PR #2557, opened 2026-06-10
refactor: de-vendor the certificate transfer and tracing interface handling

tonyandrewmeyer:
This PR replaces the two charm libraries vendored under `tracing/ops_tracing/vendor/charms/` with small requirer-side dataclasses driven through `ops.Relation.load` / `ops.Relation.save`, removing pydantic (and its `pydantic-core`, `annotated-types`, `typing-inspection` transitive deps) from `ops_tracing`'s dependency tree. I believe this also removes Rust as a requirement for building charms that use `ops[tracing]`, although that's not as much of a problem as it was before the uv plugin (bug? feature?) skipping building pydantic from source.

The vendored copies had exactly one consumer (`ops_tracing` itself) and were already a fork, so this also drops the upstream API surface `ops_tracing` never exercises: the provider-side classes, the `TracingEndpointRequirer` / `CertificateTransferRequires` wrappers, the charmhub publish metadata, the redundant relation-direction validation, the `charm_tracing_config` convenience wrapper, and the pydantic-v1 compatibility branches.

This is the biggest difference compared to moving to the new charmlibs versions of the packages (the #2739 approach). In that case, we're dropping the hundreds of lines of unused code from operator (which is great) but it's still bundled into every charm, just in a different place in the venv.

To minimise the risk of getting out of sync with the official schema for the two interfaces, new tests are added that check that our implementation matches the upstream one.


james-garner-canonical:
Driveby comment -- there's a larger discussion to be had here as to how we want to handle this long term. With the tracing charm library migrating to charmlibs this cycle, we could in principle depend on it a as a regular Python dependency instead of vendoring. On the other hand, if our needs really do diverge, then maybe we'd prefer to switch to vendoring our own tracing logic in a more first-class way (with this PR being one step on that road).

tonyandrewmeyer:
> Driveby comment -- there's a larger discussion to be had here as to how we want to handle this long term.

Yes, that's one of the reasons this is in draft. I'll address it before moving it out.

> With the tracing charm library migrating to charmlibs this cycle, we could in principle depend on it a as a regular Python dependency instead of vendoring.

We obviously should do that when it happens, if we're still vendoring. But that's not the point of the issue. The point is to get rid of large dependencies that are not really needed, and slim down the code to only what is actually required.

james-garner-canonical:
> > Driveby comment -- there's a larger discussion to be had here as to how we want to handle this long term.
> 
> Yes, that's one of the reasons this is in draft. I'll address it before moving it out.

:)

> > With the tracing charm library migrating to charmlibs this cycle, we could in principle depend on it a as a regular Python dependency instead of vendoring.
> 
> We obviously should do that when it happens, if we're still vendoring.

It's not entirely clear to me that we should, given the desire to keep Ops as dependency free as possible, and given the trickiness introduced by the mutual dependency between Ops and the tracing library. If we can feasibly maintain our own slim subset of the functionality the library provides instead, I think that's worth considering.

> But that's not the point of the issue. The point is to get rid of large dependencies that are not really needed, and slim down the code to only what is actually required.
——————————
[YOUR INSTRUCTIONS] Copy down the material above exactly as it is.

[RESPONSE TO THE TASK]
PR #2557, opened 2026-06-10
refactor: de-vendor the certificate transfer and tracing interface handling

tonyandrewmeyer:
This PR replaces the two charm libraries vendored under `tracing/ops_tracing/vendor/charms/` with small requirer-side dataclasses driven through `ops.Relation.load` / `ops.Relation.save`, removing pydantic (and its `pydantic-core`, `annotated-types`, `typing-inspection` transitive deps) from `ops_tracing`'s dependency tree. I believe this also removes Rust as a requirement for building charms that use `ops[tracing]`, although that's not as much of a problem as it was before the uv plugin (bug? feature?) skipping building pydantic from source.

The vendored copies had exactly one consumer (`ops_tracing` itself) and were already a fork, so this also drops the upstream API surface `ops_tracing` never exercises: the provider-side classes, the `TracingEndpointRequirer` / `CertificateTransferRequires` wrappers, the charmhub publish metadata, the redundant relation-direction validation, the `charm_tracing_config` convenience wrapper, and the pydantic-v1 compatibility branches.

This is the biggest difference compared to moving to the new charmlibs versions of the packages (the #2739 approach). In that case, we're dropping the hundreds of lines of unused code from operator (which is great) but it's still bundled into every charm, just in a different place in the venv.

To minimise the risk of getting out of sync with the official schema for the two interfaces, new tests are added that check that our implementation matches the upstream one.


james-garner-canonical:
Driveby comment -- there's a larger discussion to be had here as to how we want to handle this long term. With the tracing charm library migrating to charmlibs this cycle, we could in principle depend on it a as a regular Python dependency instead of vendoring. On the other hand, if our needs really do diverge, then maybe we'd prefer to switch to vendoring our own tracing logic in a more first-class way (with this PR being one step on that road).

tonyandrewmeyer:
> Driveby comment -- there's a larger discussion to be had here as to how we want to handle this long term.

Yes, that's one of the reasons this is in draft. I'll address it before moving it out.

> With the tracing charm library migrating to charmlibs this cycle, we could in principle depend on it a as a regular Python dependency instead of vendoring.

We obviously should do that when it happens, if we're still vendoring. But that's not the point of the issue. The point is to get rid of large dependencies that are not really needed, and slim down the code to only what is actually required.

james-garner-canonical:
> > Driveby comment -- there's a larger discussion to be had here as to how we want to handle this long term.
> 
> Yes, that's one of the reasons this is in draft. I'll address it before moving it out.

:)

> > With the tracing charm library migrating to charmlibs this cycle, we could in principle depend on it a as a regular Python dependency instead of vendoring.
> 
> We obviously should do that when it happens, if we're still vendoring.

It's not entirely clear to me that we should, given the desire to keep Ops as dependency free as possible, and given the trickiness introduced by the mutual dependency between Ops and the tracing library. If we can feasibly maintain our own slim subset of the functionality the library provides instead, I think that's worth considering.

> But that's not the point of the issue. The point is to get rid of large dependencies that are not really needed, and slim down the code to only what is actually required.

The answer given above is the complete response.